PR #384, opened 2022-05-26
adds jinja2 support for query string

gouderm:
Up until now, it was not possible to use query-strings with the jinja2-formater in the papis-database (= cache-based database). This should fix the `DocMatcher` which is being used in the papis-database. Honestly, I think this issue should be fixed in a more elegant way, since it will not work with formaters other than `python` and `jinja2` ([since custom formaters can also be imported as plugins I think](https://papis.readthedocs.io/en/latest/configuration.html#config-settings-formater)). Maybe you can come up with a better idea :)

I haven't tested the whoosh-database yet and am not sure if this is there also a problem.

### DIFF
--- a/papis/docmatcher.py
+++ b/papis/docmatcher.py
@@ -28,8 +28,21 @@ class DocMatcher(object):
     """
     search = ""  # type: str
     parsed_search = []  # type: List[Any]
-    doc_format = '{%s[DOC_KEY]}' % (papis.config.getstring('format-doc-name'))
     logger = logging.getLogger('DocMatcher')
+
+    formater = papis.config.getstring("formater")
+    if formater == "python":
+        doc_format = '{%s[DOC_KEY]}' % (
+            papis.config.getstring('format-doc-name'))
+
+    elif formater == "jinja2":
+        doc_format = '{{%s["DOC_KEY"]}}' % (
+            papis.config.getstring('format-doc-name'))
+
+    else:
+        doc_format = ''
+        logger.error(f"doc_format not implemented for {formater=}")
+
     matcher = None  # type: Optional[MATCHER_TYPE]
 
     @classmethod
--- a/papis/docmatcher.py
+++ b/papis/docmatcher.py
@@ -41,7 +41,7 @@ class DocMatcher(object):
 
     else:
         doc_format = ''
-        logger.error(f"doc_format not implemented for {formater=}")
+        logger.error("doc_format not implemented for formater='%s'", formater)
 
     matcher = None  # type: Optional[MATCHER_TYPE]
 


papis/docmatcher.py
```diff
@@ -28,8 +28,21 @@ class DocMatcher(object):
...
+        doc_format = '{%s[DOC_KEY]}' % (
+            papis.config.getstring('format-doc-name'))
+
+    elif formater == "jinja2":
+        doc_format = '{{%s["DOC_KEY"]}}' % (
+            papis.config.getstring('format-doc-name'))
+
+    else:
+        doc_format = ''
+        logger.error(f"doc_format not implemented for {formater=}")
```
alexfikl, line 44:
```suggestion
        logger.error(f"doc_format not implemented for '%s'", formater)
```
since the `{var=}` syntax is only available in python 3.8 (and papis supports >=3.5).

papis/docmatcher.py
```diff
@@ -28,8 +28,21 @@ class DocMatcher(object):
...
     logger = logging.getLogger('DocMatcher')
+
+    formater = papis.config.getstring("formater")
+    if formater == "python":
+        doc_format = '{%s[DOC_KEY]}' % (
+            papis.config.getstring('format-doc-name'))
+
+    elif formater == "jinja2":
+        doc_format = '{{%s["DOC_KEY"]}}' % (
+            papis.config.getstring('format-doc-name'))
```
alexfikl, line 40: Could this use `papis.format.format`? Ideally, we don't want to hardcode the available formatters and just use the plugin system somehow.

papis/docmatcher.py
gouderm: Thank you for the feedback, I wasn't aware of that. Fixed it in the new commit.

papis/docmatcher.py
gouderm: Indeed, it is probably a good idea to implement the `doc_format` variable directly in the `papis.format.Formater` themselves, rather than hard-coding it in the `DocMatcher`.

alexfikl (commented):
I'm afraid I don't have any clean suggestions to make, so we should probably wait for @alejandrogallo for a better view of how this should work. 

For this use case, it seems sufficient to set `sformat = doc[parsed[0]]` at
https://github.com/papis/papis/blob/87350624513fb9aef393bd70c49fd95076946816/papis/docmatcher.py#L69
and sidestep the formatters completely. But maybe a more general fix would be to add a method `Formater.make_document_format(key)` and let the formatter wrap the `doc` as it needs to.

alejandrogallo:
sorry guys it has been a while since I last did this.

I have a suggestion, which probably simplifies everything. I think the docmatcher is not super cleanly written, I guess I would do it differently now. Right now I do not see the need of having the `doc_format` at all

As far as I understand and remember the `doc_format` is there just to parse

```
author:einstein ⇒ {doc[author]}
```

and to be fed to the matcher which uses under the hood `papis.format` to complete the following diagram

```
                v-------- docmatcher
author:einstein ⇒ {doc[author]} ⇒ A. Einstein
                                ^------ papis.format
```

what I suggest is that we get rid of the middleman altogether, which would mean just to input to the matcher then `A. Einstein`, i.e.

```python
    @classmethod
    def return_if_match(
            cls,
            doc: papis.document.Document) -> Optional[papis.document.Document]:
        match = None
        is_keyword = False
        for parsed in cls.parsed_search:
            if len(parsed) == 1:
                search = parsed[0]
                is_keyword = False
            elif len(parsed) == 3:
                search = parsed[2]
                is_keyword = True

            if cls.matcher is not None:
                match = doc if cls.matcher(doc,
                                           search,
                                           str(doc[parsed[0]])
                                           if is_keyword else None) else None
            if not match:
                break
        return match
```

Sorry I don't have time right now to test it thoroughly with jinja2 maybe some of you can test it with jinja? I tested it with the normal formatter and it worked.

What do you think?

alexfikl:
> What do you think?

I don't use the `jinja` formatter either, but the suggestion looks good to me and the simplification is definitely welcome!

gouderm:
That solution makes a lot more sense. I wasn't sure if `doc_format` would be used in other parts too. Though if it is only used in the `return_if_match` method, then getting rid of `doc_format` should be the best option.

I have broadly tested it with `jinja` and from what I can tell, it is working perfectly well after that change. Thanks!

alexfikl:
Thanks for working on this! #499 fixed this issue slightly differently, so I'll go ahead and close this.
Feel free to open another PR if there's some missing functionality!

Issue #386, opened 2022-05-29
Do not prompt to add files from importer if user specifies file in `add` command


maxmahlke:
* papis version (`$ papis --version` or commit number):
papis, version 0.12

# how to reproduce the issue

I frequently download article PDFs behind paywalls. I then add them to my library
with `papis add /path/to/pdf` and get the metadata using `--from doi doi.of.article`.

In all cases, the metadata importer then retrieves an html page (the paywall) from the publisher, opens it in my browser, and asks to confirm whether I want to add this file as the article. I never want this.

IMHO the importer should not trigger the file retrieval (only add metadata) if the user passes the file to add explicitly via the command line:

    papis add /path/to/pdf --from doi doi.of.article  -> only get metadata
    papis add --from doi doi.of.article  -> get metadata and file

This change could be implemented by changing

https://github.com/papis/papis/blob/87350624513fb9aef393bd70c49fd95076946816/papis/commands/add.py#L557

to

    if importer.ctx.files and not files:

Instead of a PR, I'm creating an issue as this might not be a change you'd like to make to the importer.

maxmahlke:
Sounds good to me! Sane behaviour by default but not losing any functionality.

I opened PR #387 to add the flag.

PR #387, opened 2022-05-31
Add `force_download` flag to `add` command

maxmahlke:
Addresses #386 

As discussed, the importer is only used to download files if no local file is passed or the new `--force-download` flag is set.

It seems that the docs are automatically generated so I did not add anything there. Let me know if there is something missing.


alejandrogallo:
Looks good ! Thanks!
━━━━━━━━━━━━━━━━━━━━
• [DIRECTIONS]: Where does "github" appear in the listing? Show every line that has it.

• [ANSWER BOX]:
https://github.com/papis/papis/blob/87350624513fb9aef393bd70c49fd95076946816/papis/docmatcher.py#L69
https://github.com/papis/papis/blob/87350624513fb9aef393bd70c49fd95076946816/papis/commands/add.py#L557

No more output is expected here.